The Data Visualization Award went to the “High Spatial Resolution Mapping of Emissions and Air” team. Student Niloo Ebrahimi worked with Dr. Ronald Cohen from UC Berkeley’s Department of Chemistry to analyze carbon dioxide emissions in the Bay Area to track aviation emissions and their impact on the carbon footprint of the area. The research focused on aviation datasets from San Francisco Airport, San Jose Airport, and Oakland Airport as well as data about engine types, landings, and aircraft types from the International Civil Aviation Organization. The team concluded that aviation accounts for approximately 2.5% of all carbon emissions in the Bay Area, producing an average of 649 tons of carbon per hour.
This team received the Data Visualization Award for their clear representations of landing data from each of the three major airports in the Bay Area prior to COVID. Additionally, the visualization depicting the sinusoidal approach for future predictions of kilograms of fuel burned per year is clear and shows a clear and easily understood cyclical relationship. The map-based visualization of mean CO2 emissions is also useful for understanding the amount of carbon emissions from aviation activity. The visualizations chosen are meaningful and filled with significant information about carbon dioxide emissions, which is an increasingly important topic related to understanding and slowing climate change.
The runner-up for the Data Visualization Award was the “Analyzing Changes in the Affordable Connectivity Program” team. Student Hrag Kouyoumjian worked with Kat Aquino’s team from EducationSuperHighway, a nonprofit organization that provides advocacy and consultation services for school districts to close the digital divide and provide high-speed internet connections in public school classrooms.

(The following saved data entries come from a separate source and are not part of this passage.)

PR #249, opened 2020-10-12
@W-7983101@: Implementation of `run` command for RetireJS.

jfeingold35:


src/lib/retire-js/RetireJsEngine.ts
```diff
@@ -53,10 +95,129 @@ export class RetireJsEngine implements RuleEngine {
...
+					// for the ease of upstream error handling.
+					rej(stderr);
+				}
+			});
+		});
+	}
+
+	protected processOutput(cmdOutput: string, ruleName: string): RuleResult[] {
+		// The output from the CLI should be a valid JSON.
+		const outputJson = JSON.parse(cmdOutput);
```
rmohan20, line 166: Should we also handle the unexpected situation when cmdOutput may not be a valid Json? Would be nicer to have a meaningful SfdxError than let the parse error show up for users.

src/lib/retire-js/RetireJsEngine.ts
```diff
@@ -53,10 +95,129 @@ export class RetireJsEngine implements RuleEngine {
...
+
+		// We can combine the results into a single array using .reduce() instead of the more verbose for-loop.
+		return (await Promise.all(retireJsPromises)).reduce((acc, r) => [...acc, ...r], []);
+	}
+
+	private buildCliInvocations(rules: Rule[], target: string): RetireJsInvocation[] {
+		const invocationArray: RetireJsInvocation[] = [];
+		for (const rule of rules) {
+			switch (rule.name) {
+				case 'insecure-bundled-dependencies':
```
rmohan20, line 118: Would be good to have this as a constant string since we are spelling it out in two different places.

src/lib/util/FileHandler.ts
```diff
@@ -94,4 +94,18 @@ export class FileHandler {
 			});
 		});
 	}
+
+	tmpDirWithCleanup(): Promise<string> {
+		return new Promise<string>((res, rej) => {
+			// Ask tmp to gracefully clean up everything on process exit.
+			tmp.setGracefulCleanup();
+			return tmp.dir({unsafeCleanup: true}, (err, name) => {
```
rmohan20, line 102: At what point does the tmp directory clean up get triggered?

src/lib/retire-js/RetireJsEngine.ts
```diff
@@ -76,4 +237,61 @@ export class RetireJsEngine implements RuleEngine {
...
+		for (const target of targets) {
+			for (const p of target.paths) {
+				// Create a unique alias directory into which we should duplicate all of these files.
+				// We'll use an `await` for this line because this operation needs to be atomic.
+				const pathAlias: string = await this.createPathAlias(tmpParent, p);
+
+				// Once we've got a path, ew can copy the original target file to the child directory, thereby preserving
+				// path uniqueness. No race condition exists, so no need for an `await`.
+				fileCopyPromises.push(new Promise((res, rej) => {
+					fs.copyFile(p, path.join(pathAlias, path.basename(p)), (err) => {
```
rmohan20, line 279: Have you considered copying the soft link of the file instead of the full file? That way, if the machine is running low on usage memory, we won't be adding to the load.

src/lib/retire-js/RetireJsEngine.ts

The team extensively used maps to show the drastic decrease in subscribers from the American Connectivity Program, which provides $14.2 billion in broadband funding for low-income households.
The Team Collaboration Award winner was the “FactGrid Cuneiform Project” team. Students Aaron Ha, Aidan Praytor, Athena He, Brian Hsiao, Canrong Qiu, Daisy Wang, Derry Xu, Floyd Fang, Grace Qian, Haeun Baek, Jack Kwon, Jay Jaisankar, Joreen Li, Joshua Chuang, Julia Wang, Kevin Gao, Lawrence Chen, Lirui Huang, Lydia Wang, Melinee Her, Micaela Montes, Minoo Kim, Mucizhen Zhu, Natalie Wei, Rohit Jha, Saiyra Qureshi, Sanik Malepati, Sriya Kantipudi, Sydney Tung, Tejasv Bhatia, Tina Chen, Tyler Lam, Vinay Vinod, Win Moe, Yuanjue Zhu, Yunze Du, and Zaid Maayah all worked with Adam Anderson from FactGrid Cuneiform to create a JupyterBook to process all Oracc projects and provide further analysis using graph theory and linked data. This team received the Team Collaboration Award for successfully completing research with such a large team and for efficient cooperation efforts.
The runner-up for the Team Collaboration Award was the “Artificial Intelligence in Spirometry” team. Students Catherine Tseng, Roshni Kumar, Andrew Li, Yiqing Zhang, and Samarth Ghai worked with Thomas Lee from the Fisher Center for Business Analytics at Haas School of Business to improve classification of clinical quality in spirometry tests. Spirometry tests test lung function to identify and manage chronic lung disease, and the team’s goal was to automatically detect errors and remedy them. As a continuing project from the previous Fall 2022 semester, this team explored data from the University of Washington to construct models of the distribution of errors and patient demographics.
Congratulations to all teams for successfully completing a semester with Data Science Discovery!